• **Problem statement**:
Your result should be the lines holding the word "setFile", copied from the entries below.

• **Supplied records**:
PR #14059, opened 2018-08-14
Use the first "?" for a query part in Handler.setFile()

izeye:
This PR changes to use the first "?" for a query part in `Handler.setFile()` as the first "?" is the starting character for a query part in a URL.


wilkinsona:
Thanks, @izeye, but the goal was to align as closely as possible with the JDK and [it uses `lastIndexOf`](http://hg.openjdk.java.net/jdk8u/jdk8u/jdk/file/6bfaecb8ff77/src/share/classes/java/net/URLStreamHandler.java#l586).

• **The answer**:
Use the first "?" for a query part in Handler.setFile()
This PR changes to use the first "?" for a query part in `Handler.setFile()` as the first "?" is the starting character for a query part in a URL.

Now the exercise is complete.